Version-Release number of selected component (if applicable):
Fedora 16 beta tc2 x86_64.

How reproducible:
Always.

Steps to Reproduce:
1. On rhel5 dom0 use virt-install to install, usage syntax below.
2. VNC console (virt-viewer) does not open.

  
Actual results:
virt-viewer/vnc console does not open, because the xen pvfb backend stays in semi-initialized state (2). It never gets fully initialized state (4) based on xenstore entries. Manually launching virt-viewer or vncviewer doesn't work either.

Expected results:
Xen pvfb graphical console works for the F16 domU and VNC window opens.

Additional info:

xenstore vfb entry for failing F16 beta tc2 Xen PV domU (from xenstore-ls):

     4 = ""
      0 = ""
       vncunused = "1"
       domain = "f16test64"
       frontend = "/local/domain/4/device/vfb/0"
       state = "2"
       keymap = "fi"
       online = "1"
       frontend-id = "4"
       type = "vnc"
       hotplug-status = "connected"

xenstore vfb entry for a working F15 Xen PV domU:

     5 = ""
      0 = ""
       vncunused = "1"
       domain = "f15test64"
       frontend = "/local/domain/5/device/vfb/0"
       state = "4"
       keymap = "fi"
       online = "1"
       frontend-id = "5"
       type = "vnc"
       hotplug-status = "connected"
       request-update = "1"

xenstore vfb entry for a working EL5 Xen PV domU:

     2 = ""
      0 = ""
       vncunused = "1"
       domain = "srv1"
       frontend = "/local/domain/2/device/vfb/0"
       xauthority = "/root/.Xauthority"
       state = "4"
       keymap = "fi"
       online = "1"
       frontend-id = "2"
       type = "vnc"
       display = "localhost:10.0"
       hotplug-status = "connected"
       request-update = "1"


The difference seems to be the "state", which is "2" for the non-working F16 domU, and "4" for the working domUs.

Command I used to install F16 beta tc2:
virt-install -d -n f16test64 -r 1024 --vcpus=2 -f /dev/VolGroup00/f16test64 --vnc -p -l "http://webserver/fedora/mounted-f16-beta-tc2-x64-iso/"

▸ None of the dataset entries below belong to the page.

PR #499, opened 2022-12-15
WIP: ECS Fluent Bit Daemon Collector

PettitWesley:
*Issue #, if available:*

*Description of changes:*

### DIFF
--- a/ecs/daemon/inputs/ecs/agent.conf
+++ b/ecs/daemon/inputs/ecs/agent.conf
@@ -1,8 +1,8 @@
 [INPUT]
     Name                tail
     Tag                 ecs.*
-    Path                /var/log/ecs/*
-    DB                  /var/fluent-bit/state/flb_ecs.db
+    Path                /var/log/ecs/ecs-agent.log*
+    DB                  /var/fluent-bit/state/flb_ecs_agent.db
     Mem_Buf_Limit       50MB
     Skip_Long_Lines     On
     Refresh_Interval    10
--- a/ecs/daemon/inputs/ecs/agent.conf
+++ b/ecs/daemon/inputs/ecs/agent.conf
@@ -1,12 +1,11 @@
 [INPUT]
     Name                tail
     Tag                 ecs.*
-    Path                /var/log/ecs/ecs-agent.log*
+    Path                /var/log/ecs/ecs-agent.log
     DB                  /var/fluent-bit/state/flb_ecs_agent.db
     Mem_Buf_Limit       50MB
     Skip_Long_Lines     On
     Refresh_Interval    10
     Rotate_Wait         30
     storage.type        filesystem
-    # Collect all logs on instance: On vs Off
     Read_From_Head      ${READ_FROM_HEAD_ECS_DATAPLANE}
--- a/ecs/daemon/inputs/ecs/agent.conf
+++ b/ecs/daemon/inputs/ecs/agent.conf
@@ -1,0 +1,12 @@
+[INPUT]
+    Name                tail
+    Tag                 ecs.*
+    Path                /var/log/ecs/*
+    DB                  /var/fluent-bit/state/flb_ecs.db
+    Mem_Buf_Limit       50MB
+    Skip_Long_Lines     On
+    Refresh_Interval    10
+    Rotate_Wait         30
+    storage.type        filesystem
+    # Collect all logs on instance: On vs Off
+    Read_From_Head      ${READ_FROM_HEAD_ECS_DATAPLANE}
--- a/ecs/daemon/inputs/ecs/all-ecs-dataplane.conf
+++ b/ecs/daemon/inputs/ecs/all-ecs-dataplane.conf
@@ -1,12 +1,86 @@
+# It'd be nice if this could be one tail input reading `/var/log/ecs/*`
+# However that will match rotated files: https://github.com/aws/aws-for-fluent-bit/blob/mainline/troubleshooting/debugging.md#tail-input-duplicates-logs-because-of-rotation
+
 [INPUT]
     Name                tail
     Tag                 ecs.*
-    Path                /var/log/ecs/*
-    DB                  /var/fluent-bit/state/flb_ecs.db
+    Path                /var/log/ecs/ecs-agent.log
+    DB                  /var/fluent-bit/state/flb_ecs_agent.db
     Mem_Buf_Limit       50MB
     Skip_Long_Lines     On
     Refresh_Interval    10
     Rotate_Wait         30
     storage.type        filesystem
-    # Collect all logs on instance: On vs Off
+    Read_From_Head      ${READ_FROM_HEAD_ECS_DATAPLANE}
+
+[INPUT]
+    Name                tail
+    Tag                 ecs.*
+    Path                /var/log/ecs/audit.log
+    DB                  /var/fluent-bit/state/flb_ecs_audit.db
+    Mem_Buf_Limit       50MB
+    Skip_Long_Lines     On
+    Refresh_Interval    10
+    Rotate_Wait         30
+    storage.type        filesystem
+    Read_From_Head      ${READ_FROM_HEAD_ECS_DATAPLANE}
+
+[INPUT]
+    Name                tail
+    Tag                 ecs.*
+    Path                /var/log/ecs/ecs-cni-bridge-plugin.log
+    DB                  /var/fluent-bit/state/flb_ecs_cni_bridge.db
+    Mem_Buf_Limit       50MB
+    Skip_Long_Lines     On
+    Refresh_Interval    10
+    Rotate_Wait         30
+    storage.type        filesystem
+    Read_From_Head      ${READ_FROM_HEAD_ECS_DATAPLANE}
+
+[INPUT]
+    Name                tail
+    Tag                 ecs.*
+    Path                /var/log/ecs/ecs-cni-eni-plugin.log
+    DB                  /var/fluent-bit/state/flb_ecs_cni_eni.db
+    Mem_Buf_Limit       50MB
+    Skip_Long_Lines     On
+    Refresh_Interval    10
+    Rotate_Wait         30
+    storage.type        filesystem
+    Read_From_Head      ${READ_FROM_HEAD_ECS_DATAPLANE}
+
+[INPUT]
+    Name                tail
+    Tag                 ecs.*
+    Path                /var/log/ecs/ecs-init.log
+    DB                  /var/fluent-bit/state/flb_ecs_init.db
+    Mem_Buf_Limit       50MB
+    Skip_Long_Lines     On
+    Refresh_Interval    10
+    Rotate_Wait         30
+    storage.type        filesystem
+    Read_From_Head      ${READ_FROM_HEAD_ECS_DATAPLANE}
+
+[INPUT]
+    Name                tail
+    Tag                 ecs.*
+    Path                /var/log/ecs/ecs-volume-plugin.log
+    DB                  /var/fluent-bit/state/flb_ecs_volume.db
+    Mem_Buf_Limit       50MB
+    Skip_Long_Lines     On
+    Refresh_Interval    10
+    Rotate_Wait         30
+    storage.type        filesystem
+    Read_From_Head      ${READ_FROM_HEAD_ECS_DATAPLANE}
+
+[INPUT]
+    Name                tail
+    Tag                 ecs.*
+    Path                /var/log/ecs/vpc-branch-eni.log
+    DB                  /var/fluent-bit/state/flb_ecs_branch_eni.db
+    Mem_Buf_Limit       50MB
+    Skip_Long_Lines     On
+    Refresh_Interval    10
+    Rotate_Wait         30
+    storage.type        filesystem
     Read_From_Head      ${READ_FROM_HEAD_ECS_DATAPLANE}
--- a/ecs/daemon/inputs/ecs/all-ecs-dataplane.conf
+++ b/ecs/daemon/inputs/ecs/all-ecs-dataplane.conf
@@ -1,0 +1,12 @@
+[INPUT]
+    Name                tail
+    Tag                 ecs.*
+    Path                /var/log/ecs/*
+    DB                  /var/fluent-bit/state/flb_ecs.db
+    Mem_Buf_Limit       50MB
+    Skip_Long_Lines     On
+    Refresh_Interval    10
+    Rotate_Wait         30
+    storage.type        filesystem
+    # Collect all logs on instance: On vs Off
+    Read_From_Head      ${READ_FROM_HEAD_ECS_DATAPLANE}
--- a/ecs/daemon/inputs/host/all-host.conf
+++ b/ecs/daemon/inputs/host/all-host.conf
@@ -3,6 +3,7 @@
     # Tag is set with underscores for cloud init because s3 output option
     # s3_key_format_tag_delimiters includes dash
     Tag                 host.var.log.cloud_init
+    # Cloud init runs once on startup, so we want to collect all rotated files
     Path                /var/log/cloud-init.log*
     DB                  /var/fluent-bit/state/flb_cloud_init.db
     Mem_Buf_Limit       5MB
@@ -19,6 +20,7 @@
     # Tag is set with underscores for cloud init because S3 output option
     # s3_key_format_tag_delimiters includes dash
     Tag                 host.var.log.cloud_init_output
+    # Cloud init runs once on startup, so we want to collect all rotated files
     Path                /var/log/cloud-init-output.log*
     DB                  /var/fluent-bit/state/flb_cloud_init_output.db
     Mem_Buf_Limit       5MB
@@ -34,7 +36,7 @@
 [INPUT]
     Name                tail
     Tag                 host.*
-    Path                /var/log/secure*
+    Path                /var/log/secure
     Parser              syslog
     DB                  /var/fluent-bit/state/flb_secure.db
     Mem_Buf_Limit       5MB
@@ -45,7 +47,7 @@
 [INPUT]
     Name                tail
     Tag                 host.*
-    Path                /var/log/messages*
+    Path                /var/log/messages
     Parser              syslog
     DB                  /var/fluent-bit/state/flb_messages.db
     Mem_Buf_Limit       5MB
@@ -56,7 +58,7 @@
 [INPUT]
     Name                tail
     Tag                 host.*
-    Path                /var/log/dmesg*
+    Path                /var/log/dmesg
     Parser              syslog
     DB                  /var/fluent-bit/state/flb_dmesg.db
     Mem_Buf_Limit       5MB
--- a/ecs/daemon/inputs/host/all-host.conf
+++ b/ecs/daemon/inputs/host/all-host.conf
@@ -1,0 +1,65 @@
+[INPUT]
+    Name                tail
+    # Tag is set with underscores for cloud init because s3 output option
+    # s3_key_format_tag_delimiters includes dash
+    Tag                 host.var.log.cloud_init
+    Path                /var/log/cloud-init.log*
+    DB                  /var/fluent-bit/state/flb_cloud_init.db
+    Mem_Buf_Limit       5MB
+    Skip_Long_Lines     On
+    Refresh_Interval    10
+    Rotate_Wait         30
+    storage.type        filesystem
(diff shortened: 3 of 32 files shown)


ecs/daemon/outputs/s3/task.conf
```diff
@@ -0,0 +1,45 @@
...
+
+
+[OUTPUT]
+    Name                         s3
+    Match                        task.*
+    bucket                       ${BUCKET_TASK}
+    region                       ${REGION_TASK}
+    upload_timeout               2m
+    total_file_size              10M
+    s3_key_format                /aws/ecs/${CLUSTER_NAME}/$TAG[0]/$TAG[1]/$TAG[2]/$TAG[3]/$TAG[4]/%Y/%m/%d/%H/%M/%S
```
PettitWesley, line 33: Matt: do we really want pseudo directories with `/` in the timestamp. May be only do it do day, not below that.

ecs/daemon/outputs/s3/task.conf
```diff
@@ -0,0 +1,45 @@
...
+    store_dir                    /var/fluent-bit/s3-store/task
+
+[OUTPUT]
+    Name                         s3
+    Match                        app.*
+    bucket                       ${BUCKET_TASK}
+    region                       ${REGION_TASK}
+    upload_timeout               2m
+    total_file_size              10M
+    s3_key_format                /aws/ecs/${CLUSTER_NAME}/task/failed-to-retrieve-metadata-for/$TAG/%Y/%m/%d/%H/%M/%S
```
PettitWesley, line 44: If I have two rewrite_tag filters, one for the fallback logs, I could still add instance ID probably to them, to make it still somewhat possible to figure where the failed logs came from.

ecs/daemon/outputs/cloudwatch_logs/task.conf
```diff
@@ -0,0 +1,30 @@
...
+    Name                   cloudwatch_logs
+    Match                  task.var.lib.docker.containers.*
+    # log group/stream names with metadata templating
+    log_group_template     /aws/ecs/${CLUSTER_NAME}/application/$ecs_family
+    log_stream_template    $ec2_instance_id.$ecs_task_id.$container
+    # fallback group if templating fails
+    log_group_name         /aws/ecs/${CLUSTER_NAME}/application/fallback-group-for-failed-metadata-templating
+    # fallback stream to log_stream_prefix + tag (log file name) if templating fails
+    log_stream_prefix      json-log-driver-file-
+    region                 ${REGION_TASK}
```
PettitWesley, line 28: bingfeng: So this enables cross region log, but what if customers want cross account log? 

wesley: That would require a different output file.

PettitWesley: cross account requires you to add a new parameter in teh config:

```
log_stream_prefix      json-log-driver-file-
region                 ${REGION_TASK}
role_arn              ${ROLE_ARN_TASK}
```

which then can't be empty or it will fail validation.

PettitWesley: we can use the EKS helm chart as an inspiration:

```
log_stream_prefix      json-log-driver-file-
region                 ${REGION_TASK}
${EXTRA_CLOUDWATCH_TASK}
```

its safe for `EXTRA_CLOUDWATCH_TASK`

Need to check if this really works. 

set `EXTRA_CLOUDWATCH_TASK=`role_arn   my-role`

PettitWesley: need to think about the experience

PettitWesley:
```
log_stream_prefix      json-log-driver-file-
region                 ${REGION_TASK}
${OPTIONAL_ROLE_ARN}
${OPTIONAL_LOG_KEY}
${OPTIONAL_LOG_RETENTION}
```

all of these **I THINK** but need to check, can be empty and it won't break.

PettitWesley: If this doesn't work, then may be need an init feature which is like what the helm chart.

This might add a newline each time if its empty which won't work.

PettitWesley: need to check.

PettitWesley: basically init templating of config

matthewfala: ## Templating Documentation
One option discussed in today's meeting which I can put here for documentation is as follows:
Have a single environment variable called "init-config" which can be set to a JSON string. JSON is great because any JSON can be reduced to a one line string, thus one environment variable.


May take some more thinking to settle on a good JSON schema but the following would work
#### Configuration JSON
```
{
    /* These are global configuration key value pairs */
    "config": {
        "param1": "val"
    },
    "options": [
         /* Here are a list of options that the customer can configure separately. Name describes the option they are opting into, config is the option's setting */
         {
            "name": "host",
            /* Each config has a default setting, so config is completely optional */
            "config": {
                "destinations": ["s3", "cloudwatch"]
            }
         },
         {
            "name": "host",
            "config": {
                "destination": "cloudwatch",
                "region": "auto" /* Each config gets translated into a template model which gets translated to the template. Non trivial config options should be considered */
            }
         }
    ]
}
```


### Fluent Bit Config Generators
Instead of having init process stitch together raw config files, we introduce a concept of data models and config file templates.

A process on startup parses the JSON config and generates a set of configuration files which are used to startup fluent bit (similar to the init process but with an added step of generating the config files from template)

**Templates**
We can use a widely used templating engine to generate our fluent bit config files adaptively from our config file.
I recommend Mustache render https://mustache.github.io/
It's great, super flexible and allows for conditional and looped blocks of template content which will no doubt come in handy for some future features. See Demo: https://mustache.github.io/#demo

**Data Models**
A mustache template needs a data model to render into it's result. Datamodels are just object. We can generate a Data Model for each template.

**Generator Structure**
This could be how we store the template rendering logic and organize our generator scripts
```
{
    "options": [
        /* template providers for the options we can enable */
        {
            "name": "<OptionName>" /* this option name corresponds to the options that can be enabled */
            "synthesizeDataModel": function(globalConfig, optionConfig) => someObject, /* a function that makes our template data model */
            "templates": [
                /* A list of templates that get processed with our data model and sent to the output destination conf file */
                {
                    "path": "/anyPathToOurTemplate",
                    "destination": "someDestinationConfigFile" /* append to destination file, maybe /parser.conf or /fluent-bit.conf */
                },
               ...
            ]
        }
    ]
}
```

(I highly recommend Typescript, because I love TS and could code this efficiently, but adding node to our image could introduce security scan vulnerabilities that we may have to patch which is unfortunate)

Note: I actually don't like the proposed schemas and structures. It's just a general idea of some thoughts (initial thoughts).

ecs/daemon/inputs/host/all-host.conf
```diff
@@ -0,0 +1,65 @@
+[INPUT]
```
PettitWesley, line 1: I keep forgetting my own guidance here: https://github.com/aws/aws-for-fluent-bit/blob/mainline/troubleshooting/debugging.md#tail-input-duplicates-logs-because-of-rotation

I need to double check and consider all of these. For each, there's a trade-off:
1. If we match rotated log files, then we will get duplicates
2. If we do not match all of the existing rotated log files at the time when Fluent Bit starts, then we won't get all of those old logs. Probably this is okay, but it'd be cool if there was a solution for it to get all the old logs. The ECS log collector script will grab all old logs IIRC: https://github.com/aws/amazon-ecs-logs-collector

ecs/daemon/inputs/ecs/all-ecs-dataplane.conf
```diff
@@ -0,0 +1,12 @@
+[INPUT]
```
PettitWesley, line 1: I keep forgetting my own guidance here: https://github.com/aws/aws-for-fluent-bit/blob/mainline/troubleshooting/debugging.md#tail-input-duplicates-logs-because-of-rotation

I need to double check and consider all of these. For each, there's a trade-off:
1. If we match rotated log files, then we will get duplicates
2. If we do not match all of the existing rotated log files at the time when Fluent Bit starts, then we won't get all of those old logs. Probably this is okay, but it'd be cool if there was a solution for it to get all the old logs. The ECS log collector script will grab all old logs IIRC: https://github.com/aws/amazon-ecs-logs-collector

ecs/daemon/inputs/host/all-host.conf
```diff
@@ -0,0 +1,65 @@
...
+    Mem_Buf_Limit       5MB
+    Skip_Long_Lines     On
+    Refresh_Interval    10
+    Read_from_Head      ${READ_FROM_HEAD_HOST}
+
+[INPUT]
+    Name                tail
+    Tag                 host.*
+    Path                /var/log/dmesg*
+    Parser              syslog
```
PettitWesley, line 60: My comment here is applicable: https://github.com/aws-samples/amazon-cloudwatch-container-insights/pull/108#issuecomment-1353804758

ecs/daemon/inputs/task.conf
```diff
@@ -0,0 +1,16 @@
+[INPUT]
+    Name                tail
+    Tag                 app.*
+    Path                /var/lib/docker/containers/*/*.log
+    Docker_Mode         On
+    Docker_Mode_Flush   5
+    Docker_Mode_Parser  container_firstline
+    Parser              docker
```
PettitWesley, line 8: As I note here, this is the old parser config, we can/should use the new one which supports docker: https://github.com/aws-samples/amazon-cloudwatch-container-insights/pull/115#discussion_r1062927891

ecs/daemon/inputs/ecs/agent.conf
```diff
@@ -0,0 +1,12 @@
+[INPUT]
+    Name                tail
+    Tag                 ecs.*
+    Path                /var/log/ecs/ecs-agent.log*
```
PettitWesley, line 4: As noted elsewhere, need to not match rotated agent log files

ecs/daemon/inputs/ecs/all-ecs-dataplane.conf
PettitWesley: I think this is something to just note in the debugging/DIY part of the guide

ecs/daemon/inputs/host/all-host.conf
PettitWesley: fixed/will be noted in DIY part of the guide

ecs/daemon/inputs/host/all-host.conf
PettitWesley: I think for this daemon service template, putting the dmesg log inside of a key called "log" is all we want... so just removing the parser here.

ecs/daemon/inputs/host/all-host.conf
```diff
@@ -0,0 +1,67 @@
...
+    Mem_Buf_Limit       5MB
+    Skip_Long_Lines     On
+    Refresh_Interval    10
+    Read_from_Head      ${READ_FROM_HEAD_HOST}
+
+[INPUT]
+    Name                tail
+    Tag                 host.*
+    Path                /var/log/messages
+    Parser              syslog
```
PettitWesley, line 51: TODO: Check if this parser is correct and actually most ideal for all of these logs

https://github.com/aws-samples/amazon-cloudwatch-container-insights/pull/108#issuecomment-1353804758

ecs/daemon/parsers.conf
```diff
@@ -0,0 +1,23 @@
+[PARSER]
```
PettitWesley, line 1: TODO: I think we can just use the built-in docker parser. Only syslog may be needed here. Testing this.

use_cases/ecs-ec2-daemon-collector/task-definition-templates/cloudwatch-task-logs.json
```diff
@@ -0,0 +1,79 @@
...
+    ],
+    "containerDefinitions": [
+        {
+            "essential": true,
+            "image": "public.ecr.aws/aws-observability/aws-for-fluent-bit:init-stable",
+            "name": "fluent-bit-daemon-collector",
+            "logConfiguration": {
+                "logDriver": "awslogs",
+                "options": {
+                    "awslogs-group": "/aws/ecs/{INSERT CLUSTER_NAME}/collector",
```
PettitWesley, line 28: should add cache-disabled true here: https://docs.docker.com/config/containers/logging/dual-logging/

PettitWesley: and in all other templates

(Assuming ECS accepts this option and doesn't validate it against a set of options that is old and doesn't include it...)

use_cases/ecs-ec2-daemon-collector/task-definition-templates/cloudwatch-all-logs.json
```diff
@@ -0,0 +1,149 @@
...
+                },
+                {
+                    "sourceVolume": "host-and-ecs-logs",
+                    "containerPath": "/var/log",
+                    "readOnly": true
+                },
+                {
+                    "sourceVolume": "fluent-bit-buffer-directory",
+                    "containerPath": "/var/fluent-bit",
+                    "readOnly": true
```
PettitWesley, line 144: Need to fix this everywhere, the buffer and state dirs should not be readonly.

ecs/daemon/outputs/cloudwatch_logs/task.conf
PettitWesley: Just having the log_key option, either via this or just another config file, for the task logs, is something I kind of want to have even just for the first launch 🤔

PettitWesley: I think doing the `log_key log` thing is what a lot of users want for their container logs. They don't want them as JSONs.

use_cases/ecs-ec2-daemon-collector/task-definition-templates/cloudwatch-task-logs.json
```diff
@@ -0,0 +1,83 @@
...
+                    "awslogs-region": "{INSERT REGION}",
+                    "awslogs-create-group": "true",
+                    "awslogs-stream-prefix": "fluent-bit-stdout-stderr-"
```
PettitWesley, line 31: https://docs.aws.amazon.com/AmazonECS/latest/developerguide/using_awslogs.html

prefix-name/container-name/ecs-task-id


So I need to remove the dash here

PettitWesley: and may be just make he prefix be `stdout-stderr` since container name is `fluent-bit-daemon-collector`

use_cases/ecs-ec2-daemon-collector/task-definition-templates/cloudwatch-task-logs.json
```diff
@@ -0,0 +1,83 @@
...
+        {
+            "essential": true,
+            "image": "public.ecr.aws/aws-observability/aws-for-fluent-bit:init-stable",
+            "name": "fluent-bit-daemon-collector",
+            "logConfiguration": {
+                "logDriver": "awslogs",
+                "options": {
+                    "awslogs-group": "/aws/ecs/{INSERT CLUSTER_NAME}/collector",
+                    "awslogs-region": "{INSERT REGION}",
+                    "awslogs-create-group": "true",
```
PettitWesley, line 30: I should remove this/set it to false. Log Groups are normally managed by infra as code outside of tasks so that they can be easily cleaned up. 

Also, the [AmazonECSTaskExecutionRolePolicy](https://docs.aws.amazon.com/AmazonECS/latest/developerguide/task_execution_IAM_role.html) does not have create group permissions so if I include this then I require customers to have more perms on their execution or instance role.

Instead, log group can be created with AWS CLI or in the CFN template.

use_cases/ecs-ec2-daemon-collector/task-definition-templates/cloudwatch-task-logs.json
```diff
@@ -0,0 +1,83 @@
...
+                    "awslogs-stream-prefix": "fluent-bit-stdout-stderr-"
+                }
+            },
+            "environment": [
```
PettitWesley, line 34: Need to add an env var here for IMDS version used by AWS Filter.

ecs/daemon/outputs/cloudwatch_logs/task.conf
```diff
@@ -0,0 +1,30 @@
...
+    Match             task.var.lib.docker.containers.*
+    ECS_Tag_Prefix    task.var.lib.docker.containers.
+    ADD               container    $ECSContainerName
+    ADD               ecs_task_id  $TaskID
+    ADD               ecs_family   $TaskDefinitionFamily
+
+[FILTER]
+    Name               aws
+    Match              task.var.lib.docker.containers.*
+    imds_version       v1
```
PettitWesley, line 13: In all config files, IMDS version used by AWS filters should be configured by the same single env var setting which defaults to v1.

ecs/daemon/outputs/s3/task.conf
PettitWesley: Need to update timestamp here as well

ecs/daemon/outputs/cloudwatch_logs/task.conf
PettitWesley, line 28: I think these should be LOG_REGION_X or all just LOG_REGION

ecs/daemon/inputs/task.conf
```diff
@@ -0,0 +1,13 @@
+[INPUT]
+    Name                tail
+    Tag                 app.*
+    Path                /var/lib/docker/containers/*/*.log
```
PettitWesley, line 4: I've tested that if I add:

```
    Exclude_Path        *container-cached*
```

This will ignore the container cache log files, so we only pick up containers that explicitly configure json-file log driver.

PettitWesley: Except, I saw on my instance that the ECS Agent seems to somehow have non-cache log files, I am not sure how this happened:

Screen Shot 2023-01-21 at 9 28 18 PM

PettitWesley: This shows that it does indeed work for real cache files: see the excluded debug message: 
Screen Shot 2023-01-21 at 9 33 27 PM

PettitWesley: I did a simplified test where I scanned one container sub-directory on my test instance ^

PettitWesley: I checked the agent thing on another instance, it seems that the agent typically has json file log driver files. This is strange and unexpected. 

I should look into this/ask ECS Agent team if this is on purpose. I don't think it is.

ecs/daemon/outputs/cloudwatch_logs/ecs.conf
```diff
@@ -0,0 +1,19 @@
+[FILTER]
+    Name               aws
+    Match              ecs.*
+    imds_version       v1
```
PettitWesley, line 4: TODO: IMDS version needs to be an env var everywhere.

use_cases/ecs-ec2-daemon-collector/task-definition-templates/cloudwatch-task-logs.json
PettitWesley: Actually, since we use host mode, its always safe to use V2 with default hop limit of one, so will just use that. No need to worry about this. V2 is always enabled by default now.

ecs/daemon/outputs/cloudwatch_logs/task.conf
PettitWesley: Actually, since we use host mode, its always safe to use V2 with default hop limit of one, so will just use that. No need to worry about this. V2 is always enabled by default now.

ecs/daemon/outputs/cloudwatch_logs/ecs.conf
PettitWesley: Actually, since we use host mode, its always safe to use V2 with default hop limit of one, so will just use that. No need to worry about this. V2 is always enabled by default now.

ecs/daemon/inputs/task.conf
PettitWesley: https://github.com/aws/amazon-ecs-agent/issues/3546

If this bug should be re-assigned against rhel5, please do so..

Comment 1 Laszlo Ersek 2011-10-03 14:52:22 UTC
The backend side of fbfront is in xen-userspace (qemu-dm), file "tools/ioemu/hw/xenfb.c". I reproduced the hang (-133) and looked at the qemu-dm process with gdb.

#0  0x0000003b9180aee9 in pthread_cond_wait@@GLIBC_2.3.2 () from /lib64/libpthread.so.0

#1  0x000000381d602e12 in xs_read_watch (h=0x1480aa0, num=0x7fff6376526c) at xs.c:586

#2  0x00000000004716ef in xenfb_wait_for_state (xsh=0x1480aa0, dir=0x14809e0 "/local/domain/2/device/vkbd/0", 
    awaited=<value optimized out>) at /usr/src/debug/xen-3.1.0-src/tools/ioemu/hw/xenfb.c:257

#3  0x0000000000471ddd in xenfb_wait_for_frontend_initialised (dev=<value optimized out>)
    at /usr/src/debug/xen-3.1.0-src/tools/ioemu/hw/xenfb.c:360

#4  0x0000000000472716 in xenfb_attach_dom (xenfb_pub=0x14808b0, domid=2)
    at /usr/src/debug/xen-3.1.0-src/tools/ioemu/hw/xenfb.c:659

#5  0x000000000047097e in xen_init_pv (ram_size=<value optimized out>, vga_ram_size=<value optimized out>, 
    boot_device=<value optimized out>, ds=0x6d2180, fd_filename=<value optimized out>, 
    snapshot=<value optimized out>, kernel_filename=0x0, kernel_cmdline=0x483d8e "", initrd_filename=0x0, 
    timeoffset=0) at /usr/src/debug/xen-3.1.0-src/tools/ioemu/hw/xen_machine_pv.c:254

#6  0x000000000040b14f in main (argc=12, argv=0x7fff637680c8) at /usr/src/debug/xen-3.1.0-src/tools/ioemu/vl.c:6794


Importantly, frame #4 @ tools/ioemu/hw/xenfb.c:659 describes a call to xenfb_wait_for_frontend_initialised() that waits for the *keyboard*.

(gdb) frame 4
#4  0x0000000000472716 in xenfb_attach_dom (xenfb_pub=0x14808b0, domid=2)
    at /usr/src/debug/xen-3.1.0-src/tools/ioemu/hw/xenfb.c:659
659             if (xenfb_wait_for_frontend_initialised(&xenfb->kbd) < 0)

In xenfb_wait_for_frontend_initialised(), there's a comment like "TODO fudging state to permit restarting; to be removed"; added in (huge) commit 0ba0e891 for bug 218050.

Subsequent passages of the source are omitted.